WHAT YOU ARE ASKED TO DO :: Of all the entries below, only the lines from the one with "jsantell: Good point" up to and including the one with "PR #289, opened 2016-04-28" are to be duplicated exactly.

[Stored items]
[Start of Attachment]

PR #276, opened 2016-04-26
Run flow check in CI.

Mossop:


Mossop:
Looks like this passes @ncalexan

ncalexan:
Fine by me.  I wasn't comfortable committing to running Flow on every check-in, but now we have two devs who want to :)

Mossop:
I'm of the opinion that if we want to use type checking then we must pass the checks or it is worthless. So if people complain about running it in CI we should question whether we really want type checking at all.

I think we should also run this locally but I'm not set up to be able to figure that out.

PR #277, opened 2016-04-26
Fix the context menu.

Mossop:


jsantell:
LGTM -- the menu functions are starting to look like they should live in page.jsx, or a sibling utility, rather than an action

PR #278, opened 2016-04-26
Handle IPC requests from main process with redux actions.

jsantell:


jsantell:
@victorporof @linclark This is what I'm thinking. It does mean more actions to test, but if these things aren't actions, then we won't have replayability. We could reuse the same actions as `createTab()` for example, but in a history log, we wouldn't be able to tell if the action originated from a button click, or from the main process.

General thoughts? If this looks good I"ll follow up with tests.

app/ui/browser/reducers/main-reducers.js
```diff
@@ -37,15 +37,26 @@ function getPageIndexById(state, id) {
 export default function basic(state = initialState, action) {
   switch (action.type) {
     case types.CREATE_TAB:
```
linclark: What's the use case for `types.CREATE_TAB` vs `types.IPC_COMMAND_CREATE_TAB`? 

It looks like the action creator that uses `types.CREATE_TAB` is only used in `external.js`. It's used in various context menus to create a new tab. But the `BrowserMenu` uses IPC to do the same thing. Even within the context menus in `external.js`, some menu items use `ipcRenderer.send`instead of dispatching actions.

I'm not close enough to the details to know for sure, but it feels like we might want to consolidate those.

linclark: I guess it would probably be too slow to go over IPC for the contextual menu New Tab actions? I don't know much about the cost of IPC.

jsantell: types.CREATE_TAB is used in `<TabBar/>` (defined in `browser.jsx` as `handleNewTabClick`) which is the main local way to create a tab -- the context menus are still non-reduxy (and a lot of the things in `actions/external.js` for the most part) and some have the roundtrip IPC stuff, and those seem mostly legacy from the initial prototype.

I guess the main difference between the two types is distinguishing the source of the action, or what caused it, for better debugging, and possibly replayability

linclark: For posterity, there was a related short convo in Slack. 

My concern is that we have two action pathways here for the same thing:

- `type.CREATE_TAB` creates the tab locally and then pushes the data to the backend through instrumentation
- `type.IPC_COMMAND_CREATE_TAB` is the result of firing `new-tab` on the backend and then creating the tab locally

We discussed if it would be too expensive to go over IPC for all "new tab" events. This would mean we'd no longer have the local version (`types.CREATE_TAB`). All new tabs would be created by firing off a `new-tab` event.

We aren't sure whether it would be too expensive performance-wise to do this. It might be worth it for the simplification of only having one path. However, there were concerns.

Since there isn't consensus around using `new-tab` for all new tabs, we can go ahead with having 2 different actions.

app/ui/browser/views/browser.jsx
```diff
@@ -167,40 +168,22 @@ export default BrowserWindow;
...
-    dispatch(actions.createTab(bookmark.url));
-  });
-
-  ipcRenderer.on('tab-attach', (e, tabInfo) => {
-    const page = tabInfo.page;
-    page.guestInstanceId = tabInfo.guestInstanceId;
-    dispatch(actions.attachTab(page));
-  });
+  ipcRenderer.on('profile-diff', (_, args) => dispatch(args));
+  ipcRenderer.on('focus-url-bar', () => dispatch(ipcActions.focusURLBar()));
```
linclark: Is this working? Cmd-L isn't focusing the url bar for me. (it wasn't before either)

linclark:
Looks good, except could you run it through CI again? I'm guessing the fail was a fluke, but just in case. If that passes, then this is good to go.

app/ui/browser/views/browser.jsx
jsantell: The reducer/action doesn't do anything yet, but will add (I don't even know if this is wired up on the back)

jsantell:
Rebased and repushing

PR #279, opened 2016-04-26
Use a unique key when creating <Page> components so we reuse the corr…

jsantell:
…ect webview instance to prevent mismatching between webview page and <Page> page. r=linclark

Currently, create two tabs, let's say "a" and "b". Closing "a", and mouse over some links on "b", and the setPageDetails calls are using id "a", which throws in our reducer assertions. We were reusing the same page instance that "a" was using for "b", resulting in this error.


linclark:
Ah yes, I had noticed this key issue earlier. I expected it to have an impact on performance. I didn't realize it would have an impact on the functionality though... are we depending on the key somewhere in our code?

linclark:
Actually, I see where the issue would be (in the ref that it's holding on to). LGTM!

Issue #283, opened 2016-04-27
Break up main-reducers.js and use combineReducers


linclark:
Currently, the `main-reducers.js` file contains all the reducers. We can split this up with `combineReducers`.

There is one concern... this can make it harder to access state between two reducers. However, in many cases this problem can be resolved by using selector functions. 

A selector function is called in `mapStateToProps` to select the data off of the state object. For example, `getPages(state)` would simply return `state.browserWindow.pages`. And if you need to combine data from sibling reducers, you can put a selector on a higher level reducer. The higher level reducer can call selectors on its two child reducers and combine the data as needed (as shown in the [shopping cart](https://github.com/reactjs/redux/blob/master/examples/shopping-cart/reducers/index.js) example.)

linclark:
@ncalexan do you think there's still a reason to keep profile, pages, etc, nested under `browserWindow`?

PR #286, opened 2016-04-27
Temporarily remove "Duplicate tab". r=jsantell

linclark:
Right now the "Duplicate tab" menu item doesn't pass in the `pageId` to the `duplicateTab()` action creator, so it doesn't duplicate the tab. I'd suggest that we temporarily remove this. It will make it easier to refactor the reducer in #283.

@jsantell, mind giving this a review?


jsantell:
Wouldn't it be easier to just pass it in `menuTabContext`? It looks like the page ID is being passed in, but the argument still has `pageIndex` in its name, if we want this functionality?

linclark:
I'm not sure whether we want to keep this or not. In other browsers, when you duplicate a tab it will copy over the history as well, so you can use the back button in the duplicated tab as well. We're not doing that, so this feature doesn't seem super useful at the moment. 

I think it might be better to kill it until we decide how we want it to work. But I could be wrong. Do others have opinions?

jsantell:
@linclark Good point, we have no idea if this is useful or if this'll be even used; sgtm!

[End of Attachment]
[Start of Attachment]

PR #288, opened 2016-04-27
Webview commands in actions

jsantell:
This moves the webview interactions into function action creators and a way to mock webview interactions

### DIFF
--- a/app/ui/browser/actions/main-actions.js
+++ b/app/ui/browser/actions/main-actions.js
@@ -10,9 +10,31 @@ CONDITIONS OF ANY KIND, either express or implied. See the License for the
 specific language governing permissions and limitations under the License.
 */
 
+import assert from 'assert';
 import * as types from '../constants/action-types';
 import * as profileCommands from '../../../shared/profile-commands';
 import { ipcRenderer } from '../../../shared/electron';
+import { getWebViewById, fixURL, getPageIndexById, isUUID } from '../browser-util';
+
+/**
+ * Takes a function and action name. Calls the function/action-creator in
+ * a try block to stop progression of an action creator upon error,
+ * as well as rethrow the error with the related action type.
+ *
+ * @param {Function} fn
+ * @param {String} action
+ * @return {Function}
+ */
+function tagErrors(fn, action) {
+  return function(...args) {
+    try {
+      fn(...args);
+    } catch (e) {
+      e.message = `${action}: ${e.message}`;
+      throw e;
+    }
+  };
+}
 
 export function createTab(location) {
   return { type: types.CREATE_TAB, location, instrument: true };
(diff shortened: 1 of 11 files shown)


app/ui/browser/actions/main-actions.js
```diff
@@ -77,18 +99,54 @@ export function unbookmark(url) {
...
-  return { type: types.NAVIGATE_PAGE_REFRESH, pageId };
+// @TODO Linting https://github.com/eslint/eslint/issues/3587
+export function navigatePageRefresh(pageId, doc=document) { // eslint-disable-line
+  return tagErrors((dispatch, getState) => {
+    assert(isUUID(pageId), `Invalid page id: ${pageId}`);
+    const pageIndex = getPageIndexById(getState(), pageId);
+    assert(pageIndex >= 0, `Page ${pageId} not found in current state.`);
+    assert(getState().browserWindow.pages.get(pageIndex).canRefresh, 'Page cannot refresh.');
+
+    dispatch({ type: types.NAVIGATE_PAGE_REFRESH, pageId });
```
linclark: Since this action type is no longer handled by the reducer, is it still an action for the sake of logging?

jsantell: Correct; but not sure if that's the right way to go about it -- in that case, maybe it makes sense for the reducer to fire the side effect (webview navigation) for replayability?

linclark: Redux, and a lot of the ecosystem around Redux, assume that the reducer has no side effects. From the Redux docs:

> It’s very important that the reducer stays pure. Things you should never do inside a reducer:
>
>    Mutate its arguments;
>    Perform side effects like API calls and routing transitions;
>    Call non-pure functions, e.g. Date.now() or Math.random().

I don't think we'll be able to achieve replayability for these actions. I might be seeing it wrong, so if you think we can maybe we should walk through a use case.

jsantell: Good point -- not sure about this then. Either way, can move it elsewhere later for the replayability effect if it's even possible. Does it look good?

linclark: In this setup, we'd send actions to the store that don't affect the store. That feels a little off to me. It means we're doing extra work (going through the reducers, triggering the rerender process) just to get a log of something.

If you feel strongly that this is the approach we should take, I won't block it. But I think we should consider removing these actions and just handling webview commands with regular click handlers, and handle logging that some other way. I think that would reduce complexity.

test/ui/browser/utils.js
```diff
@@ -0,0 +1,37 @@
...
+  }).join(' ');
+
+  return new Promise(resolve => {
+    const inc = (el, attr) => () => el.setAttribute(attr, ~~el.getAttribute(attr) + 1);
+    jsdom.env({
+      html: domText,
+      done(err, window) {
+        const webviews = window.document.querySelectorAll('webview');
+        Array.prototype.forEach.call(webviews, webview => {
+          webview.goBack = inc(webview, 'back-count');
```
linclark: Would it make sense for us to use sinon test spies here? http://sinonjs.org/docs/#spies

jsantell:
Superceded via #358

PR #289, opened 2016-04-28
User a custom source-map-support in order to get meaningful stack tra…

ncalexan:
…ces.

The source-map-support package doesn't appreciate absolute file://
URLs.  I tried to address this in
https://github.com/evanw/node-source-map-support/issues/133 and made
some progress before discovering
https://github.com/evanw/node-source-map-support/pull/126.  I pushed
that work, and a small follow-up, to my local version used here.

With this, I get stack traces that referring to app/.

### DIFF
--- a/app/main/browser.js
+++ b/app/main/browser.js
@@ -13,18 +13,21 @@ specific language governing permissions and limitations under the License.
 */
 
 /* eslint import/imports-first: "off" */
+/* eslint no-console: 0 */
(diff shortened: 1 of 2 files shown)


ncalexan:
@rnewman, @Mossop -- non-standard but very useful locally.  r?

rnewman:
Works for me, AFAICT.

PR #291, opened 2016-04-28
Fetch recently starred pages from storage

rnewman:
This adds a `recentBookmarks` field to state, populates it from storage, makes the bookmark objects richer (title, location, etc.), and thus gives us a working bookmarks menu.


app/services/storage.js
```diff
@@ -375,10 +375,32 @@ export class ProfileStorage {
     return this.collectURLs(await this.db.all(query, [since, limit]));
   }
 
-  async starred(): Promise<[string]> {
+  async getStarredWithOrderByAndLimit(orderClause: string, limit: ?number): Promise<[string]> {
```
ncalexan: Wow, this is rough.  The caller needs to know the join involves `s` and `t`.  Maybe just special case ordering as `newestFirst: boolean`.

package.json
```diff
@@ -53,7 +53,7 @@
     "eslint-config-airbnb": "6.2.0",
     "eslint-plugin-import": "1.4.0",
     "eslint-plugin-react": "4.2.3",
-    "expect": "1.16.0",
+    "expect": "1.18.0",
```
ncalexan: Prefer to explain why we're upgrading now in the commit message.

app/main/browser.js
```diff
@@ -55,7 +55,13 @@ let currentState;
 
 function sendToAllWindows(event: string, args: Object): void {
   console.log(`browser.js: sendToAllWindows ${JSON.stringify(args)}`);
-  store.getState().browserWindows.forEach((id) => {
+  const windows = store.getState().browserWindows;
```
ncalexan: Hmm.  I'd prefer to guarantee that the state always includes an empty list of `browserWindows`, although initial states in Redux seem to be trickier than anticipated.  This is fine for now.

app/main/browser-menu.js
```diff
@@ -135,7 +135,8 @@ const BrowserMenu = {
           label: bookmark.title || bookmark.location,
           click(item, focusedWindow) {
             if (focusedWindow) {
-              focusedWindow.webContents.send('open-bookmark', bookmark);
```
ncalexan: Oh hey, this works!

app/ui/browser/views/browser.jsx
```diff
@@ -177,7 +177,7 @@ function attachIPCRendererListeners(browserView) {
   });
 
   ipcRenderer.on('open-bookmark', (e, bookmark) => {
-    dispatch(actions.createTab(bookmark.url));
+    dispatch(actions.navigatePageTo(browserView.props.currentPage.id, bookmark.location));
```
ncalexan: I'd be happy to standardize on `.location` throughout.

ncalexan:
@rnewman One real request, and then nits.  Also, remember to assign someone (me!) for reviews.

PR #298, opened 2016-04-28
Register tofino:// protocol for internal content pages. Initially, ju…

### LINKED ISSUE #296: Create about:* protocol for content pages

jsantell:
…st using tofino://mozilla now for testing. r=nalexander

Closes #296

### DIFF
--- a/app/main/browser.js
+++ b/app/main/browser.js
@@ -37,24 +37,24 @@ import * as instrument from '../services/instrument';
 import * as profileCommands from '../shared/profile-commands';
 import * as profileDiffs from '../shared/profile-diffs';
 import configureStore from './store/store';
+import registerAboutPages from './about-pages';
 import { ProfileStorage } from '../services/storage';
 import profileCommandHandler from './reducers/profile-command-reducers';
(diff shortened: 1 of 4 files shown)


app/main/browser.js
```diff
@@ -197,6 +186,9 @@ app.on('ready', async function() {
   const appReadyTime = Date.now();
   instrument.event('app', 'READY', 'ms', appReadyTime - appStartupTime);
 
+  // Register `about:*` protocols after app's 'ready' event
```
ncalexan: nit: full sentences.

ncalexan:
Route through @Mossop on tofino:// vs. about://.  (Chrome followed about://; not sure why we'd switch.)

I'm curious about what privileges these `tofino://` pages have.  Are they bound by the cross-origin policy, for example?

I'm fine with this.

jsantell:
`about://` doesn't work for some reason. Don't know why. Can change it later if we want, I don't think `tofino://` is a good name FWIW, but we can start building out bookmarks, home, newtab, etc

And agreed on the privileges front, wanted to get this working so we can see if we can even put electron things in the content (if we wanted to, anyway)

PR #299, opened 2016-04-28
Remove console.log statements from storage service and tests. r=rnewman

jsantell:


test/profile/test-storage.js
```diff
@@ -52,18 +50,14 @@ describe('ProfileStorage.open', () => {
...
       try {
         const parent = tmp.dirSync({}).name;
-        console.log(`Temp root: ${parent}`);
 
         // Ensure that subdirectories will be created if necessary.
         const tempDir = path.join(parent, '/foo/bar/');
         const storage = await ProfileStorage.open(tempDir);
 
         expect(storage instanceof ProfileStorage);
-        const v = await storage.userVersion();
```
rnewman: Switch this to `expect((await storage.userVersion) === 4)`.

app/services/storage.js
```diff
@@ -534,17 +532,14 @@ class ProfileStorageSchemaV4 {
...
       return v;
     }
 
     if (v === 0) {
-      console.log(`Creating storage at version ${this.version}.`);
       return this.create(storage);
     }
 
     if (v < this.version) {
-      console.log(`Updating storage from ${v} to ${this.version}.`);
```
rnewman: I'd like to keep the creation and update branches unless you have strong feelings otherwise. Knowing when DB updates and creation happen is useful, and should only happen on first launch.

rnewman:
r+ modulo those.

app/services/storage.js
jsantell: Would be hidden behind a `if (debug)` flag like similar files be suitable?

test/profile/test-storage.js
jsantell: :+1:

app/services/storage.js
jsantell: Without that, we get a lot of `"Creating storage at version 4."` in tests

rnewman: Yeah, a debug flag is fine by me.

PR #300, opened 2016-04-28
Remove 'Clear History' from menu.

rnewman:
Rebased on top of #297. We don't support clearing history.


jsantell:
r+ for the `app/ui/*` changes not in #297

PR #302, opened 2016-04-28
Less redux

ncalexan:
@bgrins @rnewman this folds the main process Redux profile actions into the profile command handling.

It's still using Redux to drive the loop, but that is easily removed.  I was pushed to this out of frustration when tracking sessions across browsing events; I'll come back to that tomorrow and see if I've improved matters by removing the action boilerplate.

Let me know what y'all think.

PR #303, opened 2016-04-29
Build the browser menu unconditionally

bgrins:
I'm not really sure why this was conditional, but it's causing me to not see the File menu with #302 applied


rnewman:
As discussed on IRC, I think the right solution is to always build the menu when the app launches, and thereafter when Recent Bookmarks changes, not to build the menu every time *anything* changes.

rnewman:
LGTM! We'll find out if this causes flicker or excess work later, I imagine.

[End of Attachment]
[Start of Attachment]

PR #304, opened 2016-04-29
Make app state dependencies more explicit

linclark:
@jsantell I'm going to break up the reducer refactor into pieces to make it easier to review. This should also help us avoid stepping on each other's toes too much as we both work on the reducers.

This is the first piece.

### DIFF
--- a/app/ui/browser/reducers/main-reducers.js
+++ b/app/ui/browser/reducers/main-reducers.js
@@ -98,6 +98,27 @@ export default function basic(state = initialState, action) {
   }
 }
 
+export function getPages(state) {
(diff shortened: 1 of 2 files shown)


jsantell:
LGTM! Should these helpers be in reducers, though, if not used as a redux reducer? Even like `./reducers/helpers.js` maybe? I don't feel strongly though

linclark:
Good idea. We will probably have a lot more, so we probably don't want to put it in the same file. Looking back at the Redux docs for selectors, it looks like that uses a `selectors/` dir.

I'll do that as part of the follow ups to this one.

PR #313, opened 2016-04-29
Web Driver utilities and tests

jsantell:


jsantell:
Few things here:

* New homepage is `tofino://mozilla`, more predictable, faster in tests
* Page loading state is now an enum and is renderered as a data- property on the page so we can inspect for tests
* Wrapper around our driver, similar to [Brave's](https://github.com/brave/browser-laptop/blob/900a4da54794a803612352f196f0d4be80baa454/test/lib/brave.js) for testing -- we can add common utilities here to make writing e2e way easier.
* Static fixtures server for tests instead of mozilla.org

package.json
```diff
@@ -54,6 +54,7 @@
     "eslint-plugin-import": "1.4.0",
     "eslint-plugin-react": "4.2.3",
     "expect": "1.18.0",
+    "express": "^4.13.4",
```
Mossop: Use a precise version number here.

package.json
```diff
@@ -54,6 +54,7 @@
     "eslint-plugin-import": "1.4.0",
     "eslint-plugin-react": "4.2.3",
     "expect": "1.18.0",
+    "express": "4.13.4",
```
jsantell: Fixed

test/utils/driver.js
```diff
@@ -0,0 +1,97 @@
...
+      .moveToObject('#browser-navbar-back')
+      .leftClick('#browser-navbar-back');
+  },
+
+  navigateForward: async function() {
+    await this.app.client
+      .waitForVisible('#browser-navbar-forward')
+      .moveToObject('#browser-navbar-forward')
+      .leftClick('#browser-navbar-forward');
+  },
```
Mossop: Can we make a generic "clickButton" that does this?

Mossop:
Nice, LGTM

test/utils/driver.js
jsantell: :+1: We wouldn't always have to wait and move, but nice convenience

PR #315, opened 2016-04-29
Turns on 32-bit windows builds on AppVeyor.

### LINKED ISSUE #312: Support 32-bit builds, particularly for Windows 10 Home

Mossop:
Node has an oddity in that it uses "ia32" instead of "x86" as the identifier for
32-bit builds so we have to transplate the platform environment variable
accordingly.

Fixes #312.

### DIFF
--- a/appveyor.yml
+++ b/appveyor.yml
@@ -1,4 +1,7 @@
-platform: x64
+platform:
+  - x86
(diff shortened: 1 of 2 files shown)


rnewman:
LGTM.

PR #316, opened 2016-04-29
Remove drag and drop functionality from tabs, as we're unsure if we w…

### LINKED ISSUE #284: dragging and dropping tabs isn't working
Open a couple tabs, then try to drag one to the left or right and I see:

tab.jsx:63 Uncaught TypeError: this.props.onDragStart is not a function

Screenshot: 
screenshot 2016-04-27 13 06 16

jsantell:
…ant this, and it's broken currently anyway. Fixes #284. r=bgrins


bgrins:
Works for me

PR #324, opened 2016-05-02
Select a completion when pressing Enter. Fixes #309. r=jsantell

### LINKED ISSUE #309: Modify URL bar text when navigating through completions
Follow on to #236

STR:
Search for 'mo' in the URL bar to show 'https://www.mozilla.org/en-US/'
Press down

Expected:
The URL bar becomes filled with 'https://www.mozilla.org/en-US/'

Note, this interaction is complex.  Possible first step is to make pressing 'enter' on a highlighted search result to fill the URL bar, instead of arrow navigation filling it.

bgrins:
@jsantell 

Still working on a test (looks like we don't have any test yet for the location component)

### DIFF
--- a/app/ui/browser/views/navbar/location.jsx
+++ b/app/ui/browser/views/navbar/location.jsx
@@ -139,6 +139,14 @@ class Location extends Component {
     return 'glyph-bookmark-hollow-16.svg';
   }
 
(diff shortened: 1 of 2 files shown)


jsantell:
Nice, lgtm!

[End of Attachment]

RESPONSE ::
jsantell: Good point -- not sure about this then. Either way, can move it elsewhere later for the replayability effect if it's even possible. Does it look good?

linclark: In this setup, we'd send actions to the store that don't affect the store. That feels a little off to me. It means we're doing extra work (going through the reducers, triggering the rerender process) just to get a log of something.

If you feel strongly that this is the approach we should take, I won't block it. But I think we should consider removing these actions and just handling webview commands with regular click handlers, and handle logging that some other way. I think that would reduce complexity.

test/ui/browser/utils.js
```diff
@@ -0,0 +1,37 @@
...
+  }).join(' ');
+
+  return new Promise(resolve => {
+    const inc = (el, attr) => () => el.setAttribute(attr, ~~el.getAttribute(attr) + 1);
+    jsdom.env({
+      html: domText,
+      done(err, window) {
+        const webviews = window.document.querySelectorAll('webview');
+        Array.prototype.forEach.call(webviews, webview => {
+          webview.goBack = inc(webview, 'back-count');
```
linclark: Would it make sense for us to use sinon test spies here? http://sinonjs.org/docs/#spies

jsantell:
Superceded via #358

PR #289, opened 2016-04-28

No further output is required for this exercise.